Deutschland. Ein Sommermärchen

Kinostart: 05.10.06
2006
Filmplakat: Deutschland. Ein Sommermärchen

FBW-Pressetext

Es fängt mit Tränen an und endet federleicht. Sönke Wortmanns WM-Dokumentation ist keine bloße Verdoppelung dessen, was ganz Deutschland im WM-Sommer erlebte. Auf eine angenehm sympathische Art wird deutlich, wie eine kleine Schar von jungen Spielern mit ihrem Mannschaftsgeist eine ganze Nation verzauberte und uns allen zu einer neuen Art von fröhlich entspanntem Patriotismus verholfen hat.
Prädikat wertvoll

Filminfos

Gattung:Dokumentarfilm
Regie:Sönke Wortmann
Länge:110 Minuten
Kinostart:05.10.2006
Verleih:Kinowelt
Produktion: Little Shark Entertainment GmbH, Little Shark; WDR; Arte
FSK:0

Jury-Begründung

Prädikat wertvoll

Sönke Wortmanns WM-Dokumentation ist keine bloße Verdoppelung dessen, was ganz Deutschland im WM-Sommer erlebte. Auf eine angenehm sympathische Art wird deutlich, wie eine kleine Schar von jungen Spielern mit ihrem Mannschaftsgeist eine ganze Nation verzauberte und uns allen zu einer neuen Art von fröhlich entspanntem Patriotismus verholfen hat.

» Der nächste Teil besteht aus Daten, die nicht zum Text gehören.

PR #421, opened 2020-11-26
Regularly run rhel8 scenario in workflow

martinpitt:
## Blockers
 - [x] PR #422
 - [x] Skip tests broken by the  [NM regression](https://bugzilla.redhat.com/show_bug.cgi?id=1903061)
 - [x] fix travis timeout, limit the number of tests that run

## [sixth run](https://github.com/rhinstaller/kickstart-tests/actions/runs/394342600)

Just one random flake, otherwise ok. (We really need PR #424!)

[Re-run without changes](https://github.com/rhinstaller/kickstart-tests/actions/runs/395577906) -- different flake, so overall every test succeeded.

## [fifth run](https://github.com/rhinstaller/kickstart-tests/actions/runs/394032530)

 - Just one ks test failure, `bridged-bond-httpks` -- forgot that in the current "skip affected tests" commit
 - Travis timed out as it tried to run too many tests (fixed in separate commit)

## [fourth run](https://github.com/rhinstaller/kickstart-tests/actions/runs/393673757)

Even more networking test failures, they just fail later on. This takes too long to fix all of them, and apparently the workaround was detrimental. Plan B: Skip these 15 tests on rhel8 and mark them in an useful way.

## [third run](https://github.com/rhinstaller/kickstart-tests/actions/runs/386618493)
- lots of networking tests fail on validation
- firewall-use-system-defaults failure, random flake

## [second run](https://github.com/rhinstaller/kickstart-tests/actions/runs/385441891)

 - lots of networking tests fail on validation

Failing Test | Failing on old cobra infra | Fails how | Fixed 
-------------|----------------|-----------------|-----------------
hello-world | Y | timed out; No such file or directory: '/usr/bin/python3' | fedora-only
https-repo | Y | no https repo defined; download.devel does not have valid cert | fedora-only
lvm-2 | Y | missing packages: python | move to python3
ntp-pools | Y | Unknown command: timesource | fedora-only| 

## [first run, for "packages" tests only](https://github.com/rhinstaller/kickstart-tests/actions/runs/385064239)

Failing Test | Failing on old cobra infra | Fails how | Fixed 
-------------|----------------|-----------------|-----------------
| container |  Y | impossible in principle with RHEL | move to fedora-only |
| unified | Y |  timeout | knownfailure
| groups-and-envs-1 | Y | timeout | move to fedora-only
| groups-and-envs-2 | Y | timeout | move to fedora-only
[...]

PR #422, opened 2020-11-27
Adjust tests for RHEL 8

martinpitt:
I went through the [first rhel8 run](https://github.com/rhinstaller/kickstart-tests/actions/runs/385441891) on the new infra, compared it with the results from cobra02. This addresses all tests which have consistently failed on both infrastructures. Mostly by skipping them on RHEL with a FIXME comment, and in one case actually fixing it. I'd really like to start the new infra runs from a clean slate, keep the tests generally succeeding, and then putting back the tests one by one with PRs that fix them.

This also adds some necessary fixes/improvements to the runner container scripts. They should not affect Fedora (tests will tell us), but they are already useful to have in master for  running RHEL 8 tests locally, until PR #421 lands.

### DIFF
--- a/harddrive-install-tree-relative.sh
+++ b/harddrive-install-tree-relative.sh
@@ -17,7 +17,9 @@
 #
 # Red Hat Author(s): Jiri Konecny <jkonecny@redhat.com>
 
-TESTTYPE=${TESTTYPE:-"packaging"}
+# FIXME: fails on RHEL 8:
+# SourceSetupError: Nothing useful found for Hard drive ISO source at partition=/dev/sdb directory=/repo/
+TESTTYPE="packaging fedora-only"
 
 . ${KSTESTDIR}/harddrive-install-tree.sh
 
--- a/unified.sh
+++ b/unified.sh
@@ -17,6 +17,7 @@
 #
 # Red Hat Author(s): Jiri Konecny <jkonecny@redhat.com>
 
-TESTTYPE="packaging rhel-only"
+# times out
+TESTTYPE="packaging rhel-only knownfailure"
 
 . ${KSTESTDIR}/functions.sh
--- a/container.sh
+++ b/container.sh
@@ -17,6 +17,6 @@
 #
 # Red Hat Author(s): Chris Lumens <clumens@redhat.com>
 
-TESTTYPE="bootloader packaging coverage"
+TESTTYPE="bootloader packaging coverage fedora-only"
 
 . ${KSTESTDIR}/functions.sh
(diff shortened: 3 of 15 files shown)


martinpitt:
Oops! No Travis right now, we [used up our monthly free capacity](https://travis-ci.com/organizations/rhinstaller/plan)  :cry: I guess I sent a few too many PRs/force pushes recently, and until yesterday we were also running tests on "push". I disabled the latter, that will at least save 50% of the capacity. (But now we need to wait for a day or so)

I'll put it on my list to find a better solution. We could use our self-hosted runners with the same restrictions that we use for the anaconda:rhel8 branch and then deploy one more instance; or maybe someone has a better idea?

martinpitt:
@poncovka : I talked to Radek about the general direction of this yesterday, and he agreed to this approach. As he's away today, do you  mind having a look at the concrete changes here? Thanks in advance!

martinpitt:
These commits were part of [this test run](https://github.com/rhinstaller/kickstart-tests/actions/runs/386618493). Most networking tests failed (unrelated, naming confusion between "ensN vs. "enpNs0"), but this PR doesn't touch any of these.

harddrive-install-tree-relative.sh
```diff
@@ -17,7 +17,9 @@
 #
 # Red Hat Author(s): Jiri Konecny <jkonecny@redhat.com>
 
-TESTTYPE=${TESTTYPE:-"packaging"}
+# FIXME: fails on RHEL 8:
+# SourceSetupError: Nothing useful found for Hard drive ISO source at partition=/dev/sdb directory=/repo/
```
poncovka, line 21: @jkonecny12 might be interested in this failure.

unified.sh
```diff
@@ -17,6 +17,7 @@
 #
 # Red Hat Author(s): Jiri Konecny <jkonecny@redhat.com>
 
-TESTTYPE="packaging rhel-only"
+# times out
```
poncovka, line 20: @jkonecny12 might be interested.

poncovka (approved):
Looks good to me. Thanks! I would go ahead and merge it. We can fix the failing tests later.

rvykydal (approved):
Looks good to me as well.

M4rtinK (approved):
Looks good to me as well - and thanks a lot! :)

harddrive-install-tree-relative.sh
jkonecny12: Making note.

unified.sh
jkonecny12: Another note.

„Im traurigen Monat November war’s – da reist ich nach Deutschland hinüber“ – so beginnt Heinrich Heine sein „Deutschland – ein Wintermärchen“ in der Mitte des 19. Jahrhunderts. Deutschlands „Sommermärchen“ beginnt und endet dagegen in Sönke Wortmanns Film im Sommer 2006. Seine Protagonisten, das Team der deutschen Fußballnationalmannschaft mit dem dazugehörenden professionellen Umfeld, reist auch nicht wie Heine über Frankreich nach Deutschland, sondern der Film zeigt den Weg über Italien und die Schweiz in das Land der Fußball-WM 2006 bis zum erfolgreichen Spiel um den 3. Platz und zum „Weltmeister der Herzen“. Doch nicht das Märchen der Verwandlung Deutschlands wird filmisch erzählt, sondern das zwar erwünschte, aber unerwartete Erfolgsmärchen. Unter dieser Sicht löste der Filmtitel bei der Jury unterschiedliche Assoziationen und Erwartungen aus.

Wortmann erzählt aus dem sehr umfangreichen, mit meist nur einer (!) Kamera gedrehten Filmmaterial. Es gibt viele Interviews, oft, ja vielleicht zu sehr gehäuft im Hotelbett geführt. Er montiert mit geschicktem Kamerablick und Schnitt Auszüge aus allen Spielen der Nationalmannschaft ein, zeigt deren ausgelassene, gemeinsame Freude und fast wie eine „Rahmenhandlung“ die ehrliche, tiefe Trauer über die Niederlage gegen Italien im Halbfinale.
Der Film bringt diese Emotionen wie eine Neuinszenierung herüber und nimmt den Zuschauer mit, sogar bis an die Küste Kaliforniens zum Interview mit Jürgen Klinsmann im August 2006.

Bewusstes Wiederaufgreifen und -erkennen, angereichert durch recht unterschiedliche Blicke hinter die Kulissen. Meist sachlich, zuweilen auch humorvoll, überwiegend laut. Vermisst werden vor allem leisere Zwischentöne. Die „Märchenprinzen“ kommen dem Betrachter menschlich kaum näher. Von keinem aus dem großen Team erfährt der Zuschauer mehr als aus der Vielzahl der schon vorliegenden medialen Berichterstattungen und Kommentare. Nur einzelne Szenen bieten eine solche Behutsamkeit wie der Blick und die Reaktion des Mädchens aus dem Stuttgarter Hotelpersonal auf den Platz vor dem Hotel, wie sie vor der gewaltigen Anzahl Fan erschrickt und sich gleichzeitig freut, oder die Beobachtung des liebevollen Bereitstellens des Essens für die Mannschaft.

Fazit: Ein ansehnliches, erfreuendes Sommermärchen, das des Ansehens wert ist. Zugleich, wie mit dem gelungenen Abspann verdeutlicht, das Ergebnis vieler und auch ein offizielles filmisches Dokument. Ein Fußball-Team wie auch ganz Deutschland erleben, dass in unserem Land noch Märchen wahr werden können und ein gutes Ende haben, was wohl nur sehr wenige nach den fußballerischen Niederlagen des Frühlings gegen die Slowakei und Italien wirklich geglaubt hatten.